América LatinaArtemisa Noticias
20/04/2010
Por Sarah Babiker
'Es difícil ser joven en América Latina. Los desafíos abiertos' (Editorial Sudamericana) es un libro compilado por Bernardo Kliksberg que indaga acerca de cómo afecta la crisis económica a los jóvenes latinoamericanos. El panorama no es muy halagüeño.

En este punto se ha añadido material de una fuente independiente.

PR #98, opened 2022-10-05
Improve the naming consistency around two zTOC concepts

wmesard:
*Description of changes:*

We’ve struggled to use consistent naming for the second half of the zTOC file, and for the captured state of the compression engine. This commit attempts to remedy that by using “Gzip compression info” and “Checkpoint”, respectively.

*Notes*:
* This change was generated by a script (attached below).
* If someone prefers different terminology, let's discuss. "Compression info" is a bit of a mouthful. But that's what the Flatbuffer schema used, and I can't think of anything better.
* If you see additional things that should be renamed, let me know and I will add them to the list and rerun the script.
* In some cases, the “gzip” is redundant (because the code in question is obviously gzip-specific), or incorrect (because the code in question has no business knowing about the implementation details of the compression algorithm). I left that as is for now, because that would require a judgement call, and I wanted to keep this commit entirely scripted. 

*Testing performed:*
```
go clean -testcache && make clean && make && make test 
make check
```

### DIFF
--- a/c/zinfo.h
+++ b/c/zinfo.h
@@ -40,8 +40,8 @@
   from the original.
 */
 
-#ifndef INDEXER_H
-#define INDEXER_H
+#ifndef ZINFO_H
+#define ZINFO_H
 
 #include <stdbool.h>
 #include <stdint.h>
@@ -58,13 +58,13 @@ typedef int64_t offset_t;
 
 enum 
 {
-    GZIP_INDEXER_OK = 0,
-    GZIP_INDEXER_FILE_NOT_FOUND = -80,
-    GZIP_INDEXER_INDEX_NULL = -81,
-    GZIP_INDEXER_CANNOT_ALLOC = -82,
+    GZIP_ZINFO_OK = 0,
+    GZIP_ZINFO_FILE_NOT_FOUND = -80,
+    GZIP_ZINFO_INDEX_NULL = -81,
+    GZIP_ZINFO_CANNOT_ALLOC = -82,
 };
 
-struct gzip_index_point
+struct gzip_checkpoint
 {
     offset_t out;          /* corresponding offset in uncompressed data */
     offset_t in;           /* offset in input file of first full byte */
@@ -72,11 +72,11 @@ struct gzip_index_point
     unsigned char window[WINSIZE];  /* preceding 32K of uncompressed data */    
 };
 
-struct gzip_index 
+struct gzip_zinfo 
 {
     int32_t have;           /* number of list entries filled in */
     int32_t size;           /* number of list entries allocated */
-    struct gzip_index_point *list; /* allocated list */
+    struct gzip_checkpoint *list; /* allocated list */
     offset_t span_size;
 };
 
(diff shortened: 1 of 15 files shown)


wmesard:
Oops. GitHub won't let you attach shell scripts to PRs. Here it is inline:
```
#!/bin/zsh

git reset --hard
while read old new; do
    sed -i "s/${old}/${new}/g" **/*.{c,h,go,fbs}
done <<EOF
gzip_index_point gzip_checkpoint
gzip_index       gzip_compression_info
gzipIndexPoint   gzipCheckpoint
GzipIndex        GzipCompressionInfo
gzipIndex        gzipCompressionInfo
IndexByteData    Checkpoints
indexByteData    checkpoints
index_byte_data  checkpoints
indexData        checkpoints
EOF


for d in $(git ls-files -m | xargs dirname  | sort -u); do
    pushd $d
    go fmt
    popd
done

sed -i 's/"snapshots"/*checkpoints*/g' docs/GLOSSARY.md
```

c/indexer.c
```diff
@@ -66,7 +66,7 @@ int32_t decode_int32(int32_t source) {
     return le32toh(source);
 }
 
-void free_index(struct gzip_index *index)
+void free_index(struct gzip_compression_info *index)
```
Kern--, line 69:
```suggestion
void free_compression_info(struct gzip_compression_info *index)
```

c/indexer.c
```diff
@@ -76,16 +76,16 @@ void free_index(struct gzip_index *index)
 
 /* Add an entry to the access point list.  If out of memory, deallocate the
    existing list and return NULL. */
-static struct gzip_index *addpoint(struct gzip_index *index, uint8_t bits,
+static struct gzip_compression_info *addpoint(struct gzip_compression_info *index, uint8_t bits,
```
Kern--, line 79:
```suggestion
static struct gzip_compression_info *add_checkpoint(struct gzip_compression_info *index, uint8_t bits,
```

Kern--: The variable is still named `index` here and throughout this file. Is changing that in scope?

c/indexer.c
```diff
@@ -123,12 +123,12 @@ static struct gzip_index *addpoint(struct gzip_index *index, uint8_t bits,
 
 
 /* Pretty much the same as from zran.c */
-int generate_index_fp(FILE* in, offset_t span, struct gzip_index** idx)
+int generate_index_fp(FILE* in, offset_t span, struct gzip_compression_info** idx)
```
Kern--, line 126: I'm not entirely sure what this name means, but it doesn't look right given the renaming.

c/indexer.c
wmesard: The reason I didn't go there is because
1. I wasn't sure where it would end. Do I also rename the C files?
2. I wasn't sure what to rename it *to*. As I said, "compression_info" is a mouthful. It's one thing in types and function names. As a variable name, it really starts to harm readability.

To be honest, I was kind of hoping that "compression_info" was a bad enough choice that it would spur one of the reviewers here to come up with a better alternative. Seeing none, let me throw this out there: What do you think about **zinfo**? "z" clearly connotes compression, so it's meaning is still pretty clear. Plus, it's fun to say. It's got about the same level of whimsy as "TOC" (which is the other component of the ztoc). And it's short enough that I would feel comfortable using it in file and variable names.

Thoughts 👍 or 👎 ?

c/indexer.c
wmesard: Agreed

c/indexer.c
Kern--: I think that's ok. If we end up moving towards a `compression` package in go, I would prefer we call it `compression.Info` there instead of `compression.ZInfo`, but zinfo works pretty well as a variable name.

I wish we had a more descriptive name than "info" but I've spent too much time in front of a thesaurus with nothing better to block on that.

wmesard:
This second rev addresses the comments above. It also contains separate commits to update the glossary. 
Notes:
* There are still a few places where the old terms are used. I decided to draw the line, rather than get overly dogmatic about it.
* The changes in *CompressionInfo.go* were made by hand, because it was safer that way. All the other code changes were done using an updated version of the shell script:
```
#!/bin/zsh

git reset --hard
while read old new; do
    sed -i "s/${old}/${new}/g" **/*.{c,h,go,fbs}
done <<EOF
INDEXER          ZINFO
point_index      checkpoint
gzip_index_point gzip_checkpoint
gzip_index       gzip_zinfo
gzipIndexPoint   gzipCheckpoint
GzipIndex        GzipZinfo
gzipIndex        gzipZinfo
blob_to_index    blob_to_zinfo
IndexByteData    Checkpoints
indexByteData    checkpoints
index_byte_data  checkpoints
indexData        checkpoints
free_index       free_zinfo
addpoint         add_checkpoint
generate_index_fp  generate_zinfo
indexer.h        zinfo.h
EOF


for d in $(git ls-files -m | xargs dirname  | sort -u); do
    pushd $d
    go fmt
    popd
done

# Finally, clean up any stray references to "index" in the C code.
cd c
mv indexer.c zinfo.c
mv indexer.h zinfo.h
git add zinfo.[ch]
cd ..

sed -i 's/indexer/zinfo/g' Makefile soci/gzip_index.go

# Also replaced the "index" variables and struct member by hand

mv soci/gzip_index.go soci/gzip_zinfo.go

git add -A
```

Kern-- (approved):

c/zinfo.h
```diff
@@ -40,8 +40,8 @@
   from the original.
 */
 
-#ifndef INDEXER_H
-#define INDEXER_H
+#ifndef ZINFO_H
```
vkuzniet, line 43: Maybe instead `zinfo.h`, rename it `gzip_zinfo.h`? This way, we will not need to rename it when there will be the implementation to build Zinfo for other compression algorithms.

wmesard: The scope of this change was strictly about clarifying the naming around zinfo and checkpoints. I resisted the urge to add or remove the GZIP-ness from names of things, even in cases like this where--as you point out--it would improve the code to do so.

I think that that is going to be part of the work of adding the missing interfaces around compression to make the world safe for adding ZStandard support. That is going to be a much larger effort involving the creation of new `interface`s and moving source files--including these--to new directories.

vkuzniet: Sounds good.

vkuzniet (approved):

¿Por qué le afectará más esta crisis a América Latina y otras regiones en desarrollo? Básicamente, porque tanto Estados Unidos como Europa cuentan con recursos anticíclicos: pueden dedicar parte de su PIB a impulsar políticas que combatan el embate de la crisis. ¿Por qué la mayoría de los países latinoamericanos no cuenta con esos recursos? Pues porque llevan años siguiendo recetas de organismos internacionales que les invitaban a reducir el Estado. Y si en algo se han puesto de acuerdo los 25 cargos políticos latinoamericanos reunidos en el Foro de Pensamiento Social Estratégico, convocado por el Programa de Naciones Unidas para el Desarrollo (PNUD), la Agencia Española de Cooperación Internacional (AECID) y el fondo España- PNUD, es en que en una situación como la actual es necesario un estado que se ocupe de amparar a los más perjudicados por la crisis. Entre ellos los jóvenes. El volumen recopila las visiones de esas 25 autoridades, procedentes de 15 países latinoamericanos, y que agrupan Ministros y Ministras del Área Social, de Salud, de Interior o de Hacienda, Secretarios de Juventud, Primeras Damas. Se trata de una compilación heterogénea, que incluye análisis, presentación de las políticas sociales de cada país, e intercambio de experiencias. Si bien tiene un toque marcadamente institucional y algunos de los invitados aprovechan la plataforma brindada para deshacerse en elogios hacia su respectivo presidente, el volumen aporta interesantes datos, y puntos de análisis necesarios a la hora de abordar la situación de la juventud.
Rebeca Grynspan, Directora Regional del PNUD para América Latina, abre la publicación con números que preocupan: el 66% de los jóvenes latinoamericanos están desempleados, tienen empleos precarios o están fuera de la educación y del mercado laboral. En total los jóvenes suponen el 37% de la población latinoamericana, 104 millones de personas de las cuales 40 millones (un 39%) viven en la pobreza, 14 millones de ellos, en la extrema pobreza.
Bernardo Kliksberg, director del Fondo España- PNUD 'Hacia un Desarrollo Integrado e Inclusivo de América Latina y Caribe', y compilador de la obra se encarga de delinear los tres ejes sobre los que se abordarán las realidades de los jóvenes: Salud, trabajo y exclusión social e inseguridad ciudadana.
La directora de la Organización Panamericana de la Salud, Mirta Roses abre este apartado, planteando un abordaje integral de la salud, al tiempo que destaca la importante correlación de ésta con la educación y recuerda que, sobre todo en educación sexual, es necesario dar información, pero que ésta no tiene sentido si no viene acompañada por el acceso a los recursos sobre los que se informa.
Esperanza Martínez, Ministra de Salud de Paraguay, país donde un cuarto de los jóvenes y adolescentes vive bajo el umbral de la pobreza, expresa su preocupación sobre el embarazo adolescente, las niñas que trabajan como empleadas domésticas o en las redes de trata, o la alta mortalidad de los accidentes de motos para los jóvenes.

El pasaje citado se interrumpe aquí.